Along that line, perhaps related to jj's branch but this definitely seems more appropriate for a paging interface like the assets fetch. Then the max returned is up to the node. You get X amount with pagination token to use in fetching subsequent results.

PhearZero commented 3 weeks ago

Great work @SilentRhetoric! Good points @pbennett, I always forget algod has the account assets endpoint paginated and seems like a logical fit for application boxes

Small nit: It would be nice to introduce it as /v2/applications/{applicationId}/boxes?max={max}&prefix={prefix}

anwaar001 commented 3 weeks ago

@SilentRhetoric thanks for raising this issue, i am facing the some problem, having this functionality in algod endpoints will help developers to easily create and scale large application on algorand blockchain

pbennett commented 3 weeks ago

Having ability to specify a 'list' of boxes to fetch would be nice as well - a 'batch' fetch call basically.

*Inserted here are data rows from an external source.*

PR #1573, opened 2024-08-17
Quick Tags; Trim Reblogs: Enable in communities (old)

marcustyphoon:
### Description

This enables Quick Tags and Trim Reblogs on posts you authored/reblogged in communities.

See #1441.

Closes #1481.

### Testing steps

At time of writing, I have a spare community with invite link [tumblr.com/join/oki7cQsr](https://www.tumblr.com/join/oki7cQsr).
- Confirm that Quick Tags/Trim Reblogs buttons appear, in the correct order, on posts you can edit in communities and on https://www.tumblr.com/communities.
- Confirm that Quick Tags/Trim Reblogs buttons do not appear, on posts you cannot edit in communities and on https://www.tumblr.com/communities.
- Confirm that the Quick Tags button functions.
- Confirm that the Trim Reblogs button functions and that the preview items appear correctly.
--
- Confirm that the Quick Tags button appears and functions on non-community posts.
- Confirm that the Trim Reblogs button appears and functions on non-community posts.

PR #1775, opened 2025-04-11
update code for upcoming post footer tweaks

marcustyphoon:
### Description

This adjusts Quick Reblog, Quick Tags, and the tweak to hide control button tooltips for the upcoming tweaks to the post footer.

Based on #1573, which means this will have to be rebased (presuming that it's squash merged).


marcustyphoon:
Pretty sure the vertical alignment of the buttons isn't currently correct in this.

marcustyphoon:
Also, needs to exclude asks in the inbox. I forget the right post data field to do this... `state`?

marcustyphoon:
changes required to handle split notes, another possible upcomign post footer tweak:
- add `${keyToCss('engagementAction')}` to `buttonDivSelector` in quick_reblog.js
- set `position: relative` on the `engagementAction` element
- change hide footer tooltips final selector line to `article footer ${keyToCss('controls', 'engagementAction')} ${keyToCss('tooltip')} {`
- ~~question why on earth staff is using `display: grid` instead of `display: flex`~~
- ~~question why the blaze button has `position: absolute; right: 52px;~~
- ~~whatever anyway~~
- honestly just wait and see if the layout/css gets changed to not be inexplicable and hope this works:

```js
      const newControls = postElement.querySelector(keyToCss('engagementControls'));
      if (newControls) {
        newControls.after(clonedControlButton);
        return;
      }
 ```

PR #1800, opened 2025-05-28
Tweaks: Fix "hide control button tooltips" tweak in split-notes footer

marcustyphoon:
### Description

This fixes the "hide footer tooltips" tweak on accounts with the new split-notes post footer.

### Testing steps

- Confirm that the tweak hides tooltips on all footer variations.


AprilSylph (approved):
- [x] Works with old footer
- [x] Works with new footer, combined notes variant
- [x] Works with new footer, split notes variant

Issue #742, opened 2022-09-02
Quick Reblog not working


AprilSylph:
Tumblr is testing new reblog controls, which breaks Quick Reblog's reblog button detection.

My main account was hit with this test, so hopefully I'll be able to craft an update tonight.

AprilSylph:
New selector for the reblog button, while avoiding the reblog button in the menu:
```js
`${postSelector} footer button[aria-label="${translate('Reblog')}"]:not([role])`
```

AprilSylph:
I didn't have time to implement and test this before the test was rolled back to less users, and now neither my main nor testing account are in the bucket.

@marcustyphoon Are any of your accounts still in the test?

marcustyphoon:
Nope. I didn't even get to see it.

Skeithh:
I currently have the new reblog test features on my account, if I can be of any help to test the new implementation

AprilSylph:
@Skeithh if you clone the repository as it is right now, then load `src/` as an unpacked/temporary extension in your browser, you'll be able to test the fix. Be sure to either disable the release version of XKit Rewritten before you do (to avoid confusion; they'll have the same version number) or do so in a separate browser profile.
- [Loading a temporary extension in Firefox](https://developer.mozilla.org/en-US/docs/Tools/about:debugging#Extensions)
- [Loading an unpacked extension in Chrome](https://developer.chrome.com/docs/extensions/mv2/getstarted/#manifest)

partrah:
My account has been affected by this too so I did the load unpacked thing and it's working for me! Although it shows an error if I'm looking at the chrome extensions page, it's still working perfectly so far

AprilSylph:
@partrah Thanks for testing the fix! I've now pushed v0.20.9, which should hit you in a day or two automatically. It's already approved for Firefox, I'll let you know when it's approved for Chrome.

AprilSylph:
Now approved for Chrome!

Hananasaur:
Just a comment on the reblog button fix... it used to also remember the already reblogged/queued posts from the /tagged/ pages, but now it doesn't seem to anymore. (It does remember it for the posts in the dashboard...)

Also thank you for applying such a quick fix!!!

marcustyphoon:
[...]

PR #1801, opened 2025-05-28
Quick Reblog: Fix feature on accounts with new footer variants

marcustyphoon:
### Description

This fixes Quick Reblog on accounts with the new split-notes post footer.

Edit: There are actually two footer variations in testing, so this should address both!

### Testing steps

On all three footer variations:

- Confirm that the Quick Reblog popup appears, in the correct location, when hovering over the reblog button.
- Confirm that the Quick Reblog popup is not covered by Tumblr's control button tooltip, as the tooltip is now hidden by this feature.
- Confirm that alreadyreblogged posts have different-colored reblog icons.

Note: I haven't done a full round of testing on this after my last few changes, unless I've crossed out this line in the description.

### DIFF
--- a/src/features/quick_reblog.js
+++ b/src/features/quick_reblog.js
@@ -11,7 +11,7 @@ import { dom } from '../utils/dom.js';
 import { showErrorModal } from '../utils/modals.js';
 import { keyToCss } from '../utils/css_map.js';
 
-const popupElement = dom('div', { id: 'quick-reblog' });
+const popupElement = dom('div', { id: 'quick-reblog' }, { click: event => event.stopPropagation() });
 const blogSelector = dom('select');
 const blogAvatar = dom('div', { class: 'avatar' });
 const blogSelectorContainer = dom('div', { class: 'select-container' }, null, [blogAvatar, blogSelector]);
--- a/src/features/quick_reblog.js
+++ b/src/features/quick_reblog.js
@@ -6,7 +6,6 @@ import { joinedCommunities, joinedCommunityUuids, primaryBlog, userBlogs } from 
 import { getPreferences } from '../utils/preferences.js';
 import { onNewPosts } from '../utils/mutations.js';
 import { notify } from '../utils/notifications.js';
-import { translate } from '../utils/language_data.js';
 import { dom } from '../utils/dom.js';
 import { showErrorModal } from '../utils/modals.js';
 import { keyToCss } from '../utils/css_map.js';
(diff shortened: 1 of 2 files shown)


src/features/quick_reblog.js
```diff
@@ -71,8 +71,19 @@ const avatarUrls = new Map();
 
 const reblogButtonSelector = `
 ${postSelector} footer a[href*="/reblog/"],
-${postSelector} footer button[aria-label="${translate('Reblog')}"]:not([role])
+${postSelector} footer button[aria-label="${translate('Reblog')}"]:not([role]),
+${postSelector} footer a[aria-label="${translate('Reblog')}"][href*="/reblog/"]
```
AprilSylph, line 75: This is the same as the first selector, but with extra specificity. What does that achieve?

src/features/quick_reblog.js
```diff
@@ -71,8 +71,19 @@ const avatarUrls = new Map();
...
 `;
+const buttonDivSelector = `:is(${keyToCss('controls')} > *, ${keyToCss('engagementAction')})`;
```
AprilSylph, line 77: Does this need to be an `:is()`? I only see this used in the calls to `.closest()`, which accepts a selector list. If it's a performance thing, that's fine, but it's unclear.

AprilSylph (commented):
- [x] Confirm that the Quick Reblog popup appears, in the correct location, when hovering over the reblog button.
  - [x] No features
  - [x] New footer, combined notes button
  - [x] New footer, split notes button
- [x] Confirm that the Quick Reblog popup is not covered by Tumblr's control button tooltip, as the tooltip is now hidden by this feature.
- [x] Confirm that alreadyreblogged posts have different-colored reblog icons.
  - [x] No features
  - [x] New footer, combined notes button
  - [x] New footer, split notes button :round_pushpin: 

---

**Bug**: Using Quick Reblog in the split notes variant triggers a click on the notes toggle button. Even clicking the tags field toggles the notes view visibility. Should be easily fixed by preventing click event propagation?

marcustyphoon:
Oof, apparently I didn't "do a full round of testing" since switching this code from the other footer. Not sure why I raced to MVP. (eh, I guess I do know why; the correct assertion is I don't know why I pressed review request when I knew I hadn't done my own job).

src/features/quick_reblog.js
marcustyphoon: I have absolutely no clue.

AprilSylph:
Another bug on the split-notes footer, wasn't sure what the repro steps were before but now I seem to have figured it out:

1. Reblog/Queue/Draft a post using Quick Reblog. The reblog button turns green/purple/red as expected.
2. Mouse over the reblog button. The reblog button stays green/purple/red from Quick Reblog as expected.
3. Mouse over the reblog count. The reblog button turns green from Redpop's own code.
4. Mouse out of the reblog count. The reblog button turns grey again. :x: 

It seems that the entire reblog pill is being re-rendered when moused out of, so we need to put the Quick Reblog action-taken classname a lot higher in the tree. Maybe on the `footer` element itself?

AprilSylph (approved):
Fixed the last bug that I noticed. All seems working otherwise. I'll let you decide whether to conduct your own retests prior to merging.

marcustyphoon:
> ...is it just me, or does the non-link version of the reblog button not exist anymore?
It seems like footer a[href*="/reblog/"] is 100% reliable now.

Seems like it. That change was #742, which I don't specifically remember but is certainly in the rearview mirror, and I don't see any obvious references to a button element with that area label anywhere.

PR #387, opened 2019-09-10
Transition from RestClient to Faraday

jcoyne:
For consistency with other dlss projects


justinlittman:
Recommend giving PSM a heads up before deploying, as this does involve some risk.

jcoyne:
I've notified #dlss-psm

PR #388, opened 2019-09-10
Removed unused catalog/marcxml and catalog/mods endpoints

jcoyne:


jcoyne:
@ndushay Thanks for the feedback.  That is definitely a clearer error message and I've updated to use that wording.

PR #391, opened 2019-09-10
Add druid validation

jcoyne:
## Why was this change made?

Because the druid parameter was poorly specified before.

yes

### DIFF
--- a/openapi.json
+++ b/openapi.json
@@ -847,7 +847,9 @@
   "components": {
     "schemas": {
       "Druid": {
-        "type": "string"
+        "type": "string",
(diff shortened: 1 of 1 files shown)


jcoyne:
@ndushay I just took this from here: https://github.com/sul-dlss/druid-tools/#druidtools

ndushay:
I guess I'm thinking:

- it's good to validate, even loosely
- would it be better to validate tightly?

So ... is there are reason we wouldn't want to be more restrictive?  I'm not blocking the PR but I think it's worth asking.  It doesn't seem like there would be a down side, and it would catch problems a bit sooner, without making fedora requests ...

jcoyne:
@ndushay this won't validate anything, it's just documentation.

justinlittman:
I'd suggest linking to the more complete description (that is the code) for druid validation.

jcoyne:
Updated the validation

PR #392, opened 2019-09-10
surface Faraday::Timeout errors for Symphony response

### LINKED ISSUE #377: if Symphony request times out, does approp error get surfaced to client?
We want to surface this info to the caller, in the same way we do if the number of bytes received from Symphony doesn't match the HTTP header from Symphony.

- [x] dor-services-app (PR #392)
- [x] dor-services-client (will be surfaced the same as wrong number of bytes or other errors from Symphony)
- [x] Argo
  - [x] registration (will be surfaced the same as wrong number of bytes or other errors from Symphony)
  - [x] refresh metadata action (will be surfaced the same as wrong number of bytes or other errors from Symphony)

ndushay:
## Why was this change made?

A timeout for a Symphony request should get a specific error message to the end user (e.g. in Argo registration or in Argo refresh_metadata).

Fixes #377

- no change to API (we aren't currently documenting error codes for requests)

### DIFF
--- a/app/models/symphony_reader.rb
+++ b/app/models/symphony_reader.rb
@@ -47,12 +47,18 @@ class SymphonyReader
       validate_response(resp)
       return resp
     elsif resp.status == 404
+      # 404 received here is for the catkey, but this app cares about the druid
+      #   for the DOR object, hence raising 404 from here could be misleading
       errmsg = "Record not found in Symphony: #{@catkey}"
     else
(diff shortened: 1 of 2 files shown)


app/models/symphony_reader.rb
```diff
@@ -47,12 +47,18 @@ def symphony_response
       validate_response(resp)
       return resp
     elsif resp.status == 404
+      # 404 received here is for the catkey, but this app cares about the druid
+      #   for the DOR object, hence raising 404 from here could be misleading
```
ndushay: this comment from a follow on discussion to PR #380.

PR #394, opened 2019-09-11
Skip validating symphony response length when chunked.

### LINKED ISSUE #393: cope with "chunked" Symphony response
https://argo-stage.stanford.edu/view/druid:mx445pq9399  has ckey 11958694;  an attempt to refresh metadata gives this error:

image

Using the rails console for dor-services-app, I was able to determine the HTTP headers in the response from Symphony had no Content-Length:

```ruby
{"date"=>"Tue, 10 Sep 2019 22:29:48 GMT", "server"=>"Apache/2.4.6 ()", "strict-transport-security"=>"max-age=31536000; includeSubDomains", "access-control-allow-origin"=>"*", "content-type"=>"application/vnd.sirsidynix.roa.resource.v1+json", "via"=>"1.1 symphony-webservices-prod.stanford.edu", "connection"=>"close", "transfer-encoding"=>"chunked"} 
```

Note especially *"transfer-encoding"=>"chunked"*

So we need a way to cope with multipart responses from Symphony.

Speaking to libsys folks, we think Symphony responses may be chunked when the record is longer than X chars.

justinlittman:
closes #393

### DIFF
--- a/app/models/symphony_reader.rb
+++ b/app/models/symphony_reader.rb
@@ -64,6 +64,9 @@ class SymphonyReader
 
   # expects resp.status to be 200;  does not check response code
   def validate_response(resp)
+    # The length for a chunked response is 0, so checking it isn't meaningful.
+    return resp if resp.headers['Transfer-Encoding'] == 'chunked'
+
     exp_content_length = resp.headers['Content-Length'].to_i
     actual_content_length = resp.body.length
     return resp if actual_content_length == exp_content_length
--- a/spec/models/symphony_reader_spec.rb
+++ b/spec/models/symphony_reader_spec.rb
@@ -61,6 +61,14 @@ RSpec.describe SymphonyReader do
       expect(field.subfields.first.value).to eq 'some data'
     end
 
+    context 'when response is chunked' do
+      let(:headers) { { 'Content-Length': 0, 'Transfer-Encoding': 'chunked' } }
+
+      it 'does not validate content length' do
+        expect(reader.to_marc).to be_a_kind_of MARC::Record
+      end
+    end
+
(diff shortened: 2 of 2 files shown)


app/models/symphony_reader.rb
```diff
@@ -64,6 +64,9 @@ def symphony_response
 
   # expects resp.status to be 200;  does not check response code
   def validate_response(resp)
+    # The length for a chunked response is 0, so checking it isn't meaningful.
```
jcoyne: Do we have any sense that the Transfer-Encoding is ever not "chunked"?

mjgiarlo: @ndushay 	:point_up:

ndushay:
I could have done THIS.  The problem is that we need to get the full response -- chunked or not.  When chunked, the response here is only the FIRST chunk.

Most of the times the response is NOT chunked.

Sorry for my poor explanation.

app/models/symphony_reader.rb
ndushay: see comment below -- this is the wrong approach.  We need to get ALL of the chunked responses, and re-created the json as if it wasn't chunked.   This change is a step backwards -- we still fail on chunked records, but we get less information.

jcoyne: @ndushay do we still need to validate responses for length?  I don't know of a case where Faraday wouldn't raise an error if the request body wasn't of the correct length.

justinlittman: Haven't looked at the code, but I'd be surprised if Faraday did raise an error. Content-Length is notoriously wrong (in the web at large).

PR #398, opened 2019-09-11
[HOLD] new api call for checking if an item is currently embargoed

### LINKED ISSUE #400: Implement a new endpoint for checking the embargo status of an item
An upcoming integration point with library systems code and Yewno for ETD metadata enhancement will require libsys being able to check if a particular item is embargoed.

peetucket:
HOLDING, #426 may end up serving this need instead.

fixes #400 

## Why was this change made?

So that we can tell if an object is currently embargoed via an API call.  Likely will be needed for a new workflow being developed to enhance ETD metadata via Yewno.


app/controllers/objects_controller.rb
```diff
@@ -56,6 +56,14 @@ def update_marc_record
     head :created
   end
```
jcoyne: Can you please move this to the embargoes controller?

spec/controllers/objects_controller_spec.rb
```diff
@@ -52,6 +55,20 @@
     end
   end
 
+  describe '/is_embargoed' do
```
jcoyne: Please use a request spec

app/controllers/objects_controller.rb
peetucket: I think this would be inconsistent with the rest of the tests in this project - is that ok?

spec/controllers/objects_controller_spec.rb
peetucket: I think this would be inconsistent with the rest of the tests in this project - is that ok?

app/controllers/objects_controller.rb
jcoyne: Use this one: https://github.com/sul-dlss/dor-services-app/blob/master/app/controllers/embargoes_controller.rb

spec/controllers/objects_controller_spec.rb
jcoyne: There are lots of request specs: https://github.com/sul-dlss/dor-services-app/tree/master/spec/requests

jcoyne: In fact, if you were on the head of master, this controller spec file no longer exists.

app/controllers/embargoes_controller.rb
```diff
@@ -2,7 +2,12 @@
 
 # Manages the embargo for a repository object
 class EmbargoesController < ApplicationController
-  before_action :load_item, only: :update
+  before_action :load_item, only: [:show, :update]
+
+  def show
+    result = { embargoed: !!@item&.embargoed?, release_date: @item&.embargoMetadata&.release_date }
```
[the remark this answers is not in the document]
mjgiarlo: @jcoyne I'm not sure I follow. The `&.` after `@item` is to protect against `@item` not responding to `embargoMetadata`, not to protect against `@item` being `nil` or not found or something. Would the former case trigger a 404?

mjgiarlo:
Note to reviewers: please ignore the CircleCI error in the checks above; I was in the process of integrating dor-services-app with Circle while @peetucket was submitting this PR.

peetucket:
> I believe openapi.json needs updating too.

updated

openapi.json
```diff
@@ -645,6 +645,42 @@
             }
           }
         ]
+      },
+      "get": {
```
mjgiarlo: @jcoyne 	?

jcoyne: This should have a `tags` so that it's put in the right section of the generated documentation.

peetucket:
> Now that we have Objects#show, can we add the `access.embargoReleaseDate` property there? See [sul-dlss-labs/taco:maps/DRO.json@`839755e`#L88](https://github.com/sul-dlss-labs/taco/blob/839755ef9485ae1c3783338ed3f39cf7b006cea1/maps/DRO.json#L88)
> 
> This avoids having to make a whole new endpoint.

Seems reasonable.  Not sure how to get that property returned in the show method though.  We could also wait for the first consumer (libsys as part of the Yewno integration) to be sure that works for them.  Depending on how much data is returned in the show response and how often they hit it, it could be unnecessarily expensive.

openapi.json
peetucket: done

peetucket:
Note: rebased and force pushed to keep up to date

app/controllers/embargoes_controller.rb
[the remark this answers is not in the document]
jcoyne: No, the safe navigation error only defends against the receiver being null, it does not prevent a NoMethodError:

```
7&.foo
Traceback (most recent call last):
        5: from /Users/jcoyne85/.rbenv/versions/2.6.4/bin/irb:23:in `<main>'
        4: from /Users/jcoyne85/.rbenv/versions/2.6.4/bin/irb:23:in `load'
        3: from /Users/jcoyne85/.rbenv/versions/2.6.4/lib/ruby/gems/2.6.0/gems/irb-1.0.0/exe/irb:11:in `<top (required)>'
        2: from (irb):2
        1: from (irb):2:in `rescue in irb_binding'
NoMethodError (undefined method `foo' for 7:Integer)
```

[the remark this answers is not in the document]
mjgiarlo: I'd mistakenly thought `&.` was closer to `#try` than it actually is. Thanks for the heads-up.

jcoyne:
@peetucket could we do this instead? https://github.com/sul-dlss/dor-services-app/pull/426

peetucket:
> @peetucket could we do this instead? #426

That looks like a reasonable solution.  Libsys would need to check for the existence of the date to infer if an embargo exists, but that should be easy.  As they haven't written any code yet, this is a good time to make that decision.  We could leave this work in a branch without deleting for now just in case.

jcoyne:
@peetucket can this be closed?

peetucket:
I think so -- I was hoping libsys would have to chance to weigh in to see if the way you can get dates now works for them, but let's just close and re-visit later if needed.

Issue #336, opened 2019-08-15
confirm: bulk action for virtual-merge handles > 500 child druids [blocked by #1463]


ndushay:
PO will be checking for this after #1463 (UI hooked up in argo) is deployed to stage for vetting.

- can it handle > 500 druids?
- is there an easily found practical limit of how many druids it can handle?  (note:  order of children matters, so can't parallelized in virtual-merge)

Justin Coyne says:

>I'm concerned that the virtual-merge we put in dor-services-app is not going to meet the 500+ items because it takes place in a request context and it could time out.
>I think we need a ticket to specifically test it on stage.  If it fails, we can look at putting it in a background job, but we'd need to have a callback or some endpoint where one could see "is it done yet?"

It is believed the "500" limit pertains to javascript code for registration specifically ...

ndushay:
@jcoyne would it be easiest to hook this up to UI per sul-dlss/argo/issues/1463 and ask Andrew to try a big batch for testing?

mjgiarlo:
We should consider re-architecting DSA such that it uses background jobs for its long-running processes. I will look into this work next week, alongside the work needed in Argo to accommodate this.

mjgiarlo:
@andrewjbtw can confirm the current implementation allows uploading virtual objects of more than 500 child druids. Largest test was I believe 1,500 children. Closing.

PR #408, opened 2019-09-13
Add Sidekiq to process background jobs

mjgiarlo:
Connects to sul-dlss/dor-services-app#336

~Blocked by sul-dlss/puppet#4463~


mjgiarlo:
I'll fix up the :policeman: on Monday

PR #412, opened 2019-09-17
Fix security syntax in openapi.json

jcoyne:
## Why was this change made?
The openapi specification was incorrectly specifying the authentication

Yes


mjgiarlo:
@jcoyne do you think we should add a CI step that validates `openapi.json`?

PR #413, opened 2019-09-17
upgrade to dor-services 8

jcoyne:
## Why was this change made?

To keep dor-services-app consistent with other Dor projects.

n/a


mjgiarlo:
:policeman:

emg110 commented 2 weeks ago

This is a very nice idea and I completely agree on requirement! Wouldn't it be nicer if we just add filter paths to existing endpoints and not add a new one explicitly? This is how it is with existing endpoints and if URL params are available they get used as filters (prefixes in this case and we might add more in the future, such as length or...). @SilentRhetoric

pbennett commented 1 week ago

Only additional comment is that it should be like the other paged apis. response would include next-token, and instead of 'after', it should be 'next'. This would be inline w/ the existing algod and indexer APIs that return paged results.